From the entries, copy every line that carries the string "njacazio".

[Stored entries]
◇ ◇ ◇
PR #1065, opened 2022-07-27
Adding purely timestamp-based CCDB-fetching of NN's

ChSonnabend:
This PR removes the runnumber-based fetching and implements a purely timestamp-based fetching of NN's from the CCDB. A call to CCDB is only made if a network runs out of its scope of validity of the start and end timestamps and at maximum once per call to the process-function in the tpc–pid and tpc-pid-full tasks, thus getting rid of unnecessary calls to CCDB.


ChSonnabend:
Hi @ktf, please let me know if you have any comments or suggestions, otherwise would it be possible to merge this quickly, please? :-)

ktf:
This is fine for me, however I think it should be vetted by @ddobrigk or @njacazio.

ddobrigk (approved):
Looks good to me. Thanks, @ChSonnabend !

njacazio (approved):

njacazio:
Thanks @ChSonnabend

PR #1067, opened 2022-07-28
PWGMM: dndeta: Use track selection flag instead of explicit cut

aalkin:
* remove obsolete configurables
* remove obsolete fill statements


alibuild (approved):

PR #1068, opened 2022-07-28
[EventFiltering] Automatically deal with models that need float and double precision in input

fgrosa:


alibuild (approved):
◇ ◇ ◇
Result of this exercise:
This is fine for me, however I think it should be vetted by @ddobrigk or @njacazio.
njacazio (approved):
njacazio:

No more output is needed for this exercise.